You save money by leaving it in your account
If you already know that you would like to save this money, you don’t actually need to do anything. The money is safely invested in the Employees' Holiday Allowance Fund, which is managed by LD Pensions, the organisation that also manages the Cost-of-Living Allowance Fund. It is held as a pension sum that grows over time, as you share in the fund’s returns. The fund’s returns consist of the return on the fund’s investments as well as interest income on the holiday pay that employers leave within their companies. The interest earned on the funds held by employers follows wage trends and thus provides a secure foundation for the fund’s returns. Furthermore, the holiday pay held by employers is guaranteed – even in the event of bankruptcy.
LD Pensions expects to be able to generate a reasonably stable return on holiday allowance funds, similar to that achieved on cost-of-living allowance funds. Here, the value of the savings has increased by just over 5 per cent a year over the last 10 years – after costs and capital gains tax, it should be noted. This means that the savings have grown by approximately 4 percentage points more than inflation each year. The return on investments is subject to PAL tax, as in other pension schemes, whilst the return on holiday allowance funds held by employers is not taxed.
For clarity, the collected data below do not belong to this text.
PR #2841, opened 2024-07-17
Replace Virtual type documentation with updated version.

dullin:
This takes the better manual documentation from the nit website.


privat:
Unrelated failed test. Will merge.

PR #2848, opened 2024-08-15
typing: allow --keepgoing on null and protected calls

privat:
There is no reason to force stop the computation in both cases


privat:
Subsumed by #2849

PR #2849, opened 2024-08-15
New class and facility CallSiteBuilder

privat:
First, a helper interface, `TypeContext`, is extracted from `TypeVisitor`
Then `CallSiteBuilder` is created and used.


src/semantize/typing.nit
```diff
@@ -824,6 +816,99 @@ class CallSite
 	redef fun mdoc_or_fallback do return mproperty.intro.mdoc
 end
 
+# Helper class to build a callsite object with a fluent API
+class CallSiteBuilder
+	var location: Location
+	var recv:  MType
```
dullin, line 822: recv is called recvtype in the ASTBuilder Builder. Might want to have the same name. recvtype is used in many other places for types. recv is often used for an AExpr. Might want to refactor the Callsite builder to have recvtype instead of recv.

PR #2851, opened 2024-08-20
Move the parser out of the way

privat:
Move the generated parser in a special file `parser_sablecc.nit` allowing `parser.nit` to be used as a group bottom module


src/parser/parser.nit
dullin, line 1: For git blame reasons, we should probably git move the file. This seems to have interpreted to delete and have parser_sablecc.nit has a new file.

privat: Its a git move, github is just drunk

PR #2857, opened 2024-10-08
`http://www.nitlanguage.org` -> `https://nitlanguage.org`

xtqqczze:
http://www.nitlanguage.org -> 302
https://www.nitlanguage.org/ -> Error: FetchError: request to https://www.nitlanguage.org/ failed, reason: Hostname/IP does not match certificate's altnames: Host: www.nitlanguage.org. is not in the cert's altnames: DNS:clarke.info.uqam.ca

cc: @privat

PR #2860, opened 2026-08-10
Update platform support for iOS and Android

xymus:
Update Android support for a more recent Android SDK and NDK along with the newer gradle wrapper and plugin. These align with the updated versions in the recent docker changes from #2857.

Update iOS deployment target to the minimum accepted by the App Store and fix a warning on mismatching bundle identifiers.

For bdwgc support, update both platforms to use the atomics built in the C compilers, use the new library name, and fix an issue with the iOS shared cache triggering registering too many roots.


privat (approved):
👍

PR #2861, opened 2026-08-14
Java FFI: Fix build collision when many builds/rules compile the same Java class

xymus:
When building Java FFI clients with any concurrency, even with only `make -j n`, different rules could target compiling the same java file to class file in parallel. It causes failures when one tries to read a class while it's being written and still only a partial file.

For collisions between two builds sharing a build folder, we now compile the java file to a class file in a temporary directory per main target. This folder sits under the compile dir and gets cleared with it. Once the class file is compiled, we move it over to the normal build folder. The atomic move avoids clients reading partially generated files.

For collisions inside the same build, we pass `-implicit:none ` so only the target of the command is being built, and none of its dependencies. This still allows us to build the java files in parallel but avoids the repeated writes.


privat (approved):
👍

Issue #256, opened 2018-04-12
Fullscreen stage is blurry


paulkaplan:
I think a few similar issues were closed, but this one is specifically that when on the GUI and going into "fullscreen" mode, the rasterization scale of vector sprites does not change so they look blurry. 

This looks like the same issue, but was closed by the submitter when other svg re-rasterization was merged. https://github.com/LLK/scratch-gui/issues/1041

I think we may want to integrate the ratio of the `nativeSize` (really, scratch coordinate size) and the gl.canvas size into the scale we pass to the SVG renderer. Basically the ratio of nativeSize / gl.canvas size acts in a similar way to "devicePixelRatio", and should be treated like that.

Thoughts @cwillisf?

cwillisf:
Yeah - that sounds good to me. It's a little bit tricky since various parts of the system (render, GUI, VM) need to know relative ratios for physical display pixels, logical display "pixels" (on high DPI displays), Scratch coordinates, and mouse coordinates, but as long as we can do all the necessary conversions I don't have a problem with combining two scaling factors into one variable like you're suggesting.

PR #268, opened 2018-04-30
Scale the drawable scale by the ratio of pixel size to native size.

paulkaplan:
### Resolves

Fixes https://github.com/LLK/scratch-render/issues/256
Fixes https://github.com/LLK/scratch-gui/issues/1374

### Proposed Changes

When requesting a drawable texture, combine the drawable scale with the pixel / logical size ratio (large in fullscreen mode, for example). 

### Reason for Changes

This makes the vector sprites not blurry in fullscreen mode

image

image


hedgehog125:
What about pen? It would be nice if that was smooth too. I understand it's stored as bitmap but maybe pen that's drawn while it's in fullscreen could have the full resolution?

PR #272, opened 2018-05-07
Use src/index for browser entry point

mzgoddard:
### Proposed Changes

- Use src/index for browser entry point instead of webpack build library
- Depend on dependencies used in `src` as non-dev dependencies
- Build node version with non-dev dependencies as external modules

### Reason for Changes

Sibling of https://github.com/LLK/scratch-vm/pull/1106

### DIFF
--- a/webpack.config.js
+++ b/webpack.config.js
@@ -21,10 +21,6 @@ const base = {
                 options: {
                     presets: [['env', {targets: {browsers: ['last 3 versions', 'Safari >= 8', 'iOS >= 8']}}]]
                 }
-            },
-            {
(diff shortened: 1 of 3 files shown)


webpack.config.js
```diff
@@ -84,6 +80,14 @@ module.exports = [
             libraryTarget: 'commonjs2',
             path: path.resolve('dist', 'node'),
             filename: '[name].js'
+        },
+        externals: {
+            '!ify-loader!grapheme-breaker': 'grapheme-breaker',
+            '!ify-loader!linebreak': 'linebreak',
```
cwillisf: Ah! I was wondering how to take care of that. TIL!

PR #286, opened 2018-05-16
Remove speech bubbles' reliance on svg quirks mode's _transformText

fsih:
### Resolves
Progress toward fixing https://github.com/LLK/scratch-paint/issues/436

### Proposed Changes
Quirks mode (_transformText and _transformMeasurements in scratch-svg-renderer) deals with fixing really weird stuff scratch 2 did to exported SVGs and should only be applied when converting from scratch 2 to scratch 3 projects. In scratch 3 we want to trust how SVGs are formatted.

Speech bubbles currently rely on quirks mode, so a first step is to remove speech bubbles' dependency on quirks mode. This includes having them be responsible for their own style, instead of expecting quirks mode to enforce a style, and exporting text with tspans instead of \n linebreaks.

### DIFF
--- a/src/util/svg-text-bubble.js
+++ b/src/util/svg-text-bubble.js
@@ -3,6 +3,7 @@ const SvgRenderer = require('scratch-svg-renderer').SVGRenderer;
 
 const MAX_LINE_LENGTH = 170;
 const MIN_WIDTH = 50;
+const STROKE_WIDTH = 4;
 
 class SVGTextBubble {
     constructor () {
@@ -57,7 +58,7 @@ class SVGTextBubble {
                 <path
                   d="${pathString}"
                   stroke="rgba(0, 0, 0, 0.15)"
-                  stroke-width="4"
+                  stroke-width="${STROKE_WIDTH}"
                   fill="rgba(0, 0, 0, 0.15)"
                   stroke-line-join="round"
               />
@@ -113,7 +114,7 @@ class SVGTextBubble {
                     rx="${rx}" ry="${ry}"
                     fill="rgba(0, 0, 0, 0.15)"
                     stroke="rgba(0, 0, 0, 0.15)"
-                    stroke-width="4"
+                    stroke-width="${STROKE_WIDTH}"
                 />
                 <ellipse
                     cx="${cx}" cy="${cy}"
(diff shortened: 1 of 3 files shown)


src/util/svg-text-bubble.js
```diff
@@ -1,17 +1,29 @@
...
+    /**
+     * @return {SVGElement} an SVG text node with the properties that we want for speech bubbles.
+     */
+    makeSvgTextElement () {
+        const svgText = document.createElementNS('http://www.w3.org/2000/svg', 'text');
+        svgText.setAttribute('alignment-baseline', 'text-before-edge');
+        svgText.setAttribute('font-size', '14');
+        svgText.setAttribute('fill', '#575E75');
+        // TODO Do we want to use the new default sans font instead of Helvetica?
+        svgText.setAttribute('font-family', 'Helvetica');
```
paulkaplan: You still need to use `Helvetica, Arial, sans-serif` instead of just Helvetica to subvert the font converter. This PR as written changes the text bubble font to the Helvetica replacement.

src/util/svg-text-bubble.js
```diff
@@ -133,30 +145,28 @@ class SVGTextBubble {
...
-        const svgString = this._wrapSvgFragment(this._textFragment());
+        const svgString = this._wrapSvgFragment(this._textFragment);
         if (!this._textSizeCache[svgString]) {
             this._textSizeCache[svgString] = this.svgRenderer.measure(svgString);
         }
         return this._textSizeCache[svgString];
     }
 
     _wrapSvgFragment (fragment) {
+        // @todo generate view box
```
paulkaplan: Why?

src/util/svg-text-bubble.js
fsih: When https://github.com/LLK/scratch-svg-renderer/pull/22 goes in, hopefully soon after this PR, quirks mode will no longer be run on speech bubbles so it should be safe to switch this back to helvetica.

src/util/svg-text-bubble.js
fsih: Throwing away any existing viewbox and generating a new one is part of quirks mode to fix svgs from scratch 2.0. If it's not too hard, speech bubbles should generate their own view boxes, instead of depending on quirks mode (right now I have to make an exception in svgRenderer so that the view box code still gets run on speech bubbles)

fsih: I added the viewbox to the svg

PR #296, opened 2018-05-29
Remove duplicate xml escaping

paulkaplan:
### Resolves

Fixes https://github.com/LLK/scratch-gui/issues/2148

### Proposed Changes

We used to write the user string directly into the svg string, but now we are setting the `.textContent` of an actual dom node, which does the escaping for us.

### Test Coverage

I added an additional test to the integration tester that does a snapshot test on the svg strings from the bubble creator. This is just to catch any unintended changes to that code, like this one. It had to be in the integration test because it requires the real svg dom to run. Luckily tap has a built in snapshot tester, which is useful. Sadly couldn't change the snapshot path to nest it under the `test` dir the way I'd like :(

But on the plus side yay tests!

BTW I ran the snapshot test without the fix, and the output was pretty readable, showed a diff with the snapshot the revealed the first character, a `<`, was supposed to be `&lt;`, but was actually becomping `&amp;lt;`

### DIFF
--- a/.eslintignore
+++ b/.eslintignore
@@ -1,3 +1,4 @@
 dist/*
 node_modules/*
 playground/*
+tap-snapshots/*
--- a/package.json
+++ b/package.json
@@ -51,7 +51,6 @@
     "uglifyjs-webpack-plugin": "^1.2.5",
     "webpack": "^4.8.0",
     "webpack-cli": "^2.0.15",
-    "webpack-dev-server": "^3.1.4",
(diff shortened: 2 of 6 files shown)


paulkaplan:
Sorry, looks like the font sizing was causing the dimensions to be slightly off on the CI. I changed the test so that it is only looking at the text fragment, to avoid any issues with different fonts being available changing the exact sizing of the bubble. 

@fsih ready for re-review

In addition, part of the administrative costs is covered by employers. This means that, if you choose to leave your holiday pay in The Holiday Allowance Fund, the total costs will be low compared with the rest of the pension sector.
Should your holiday pay be kept as disposable income, or would you prefer to invest it?
If you do not wish to tie up your holiday pay until you reach retirement age, you can choose to have it paid out and keep it as disposable funds. You should bear in mind that interest rates at banks are very low and often negative, so if you want your holiday pay to retain its value, you should consider investing the money. If you choose to invest the money, you should be aware of both the costs and the risks associated with where you invest it, and the return will, as a general rule, be taxed more heavily than the tax on a pension sum with LD Pensions.
Will your holiday pay be offset against state benefits during payouts?
Finally, please note that any holiday pay you choose to have paid out in 2020 will not be offset against state benefits. The payouts will be shown as a new income category. This income category allows you to set aside holiday allowance funds that are not to be included in the calculation of means-tested benefits. In the case of means-tested benefits, however, holiday allowance funds are not automatically disregarded. It may therefore be a good idea to keep the letter from the Holiday Allowance Fund documenting the payouts. However, the rule that no offset may take place only applies up to and including 2022. After 2022, paid-out holiday allowance funds that have been saved up may therefore affect the calculation of state benefits.
If your holiday pay is in The Holiday Allowance Fund, the payouts will not be offset against either the state pension supplement or early retirement pension. If you save your holiday pay in other pension schemes, it will be offset in accordance with the rules applicable to those pension schemes.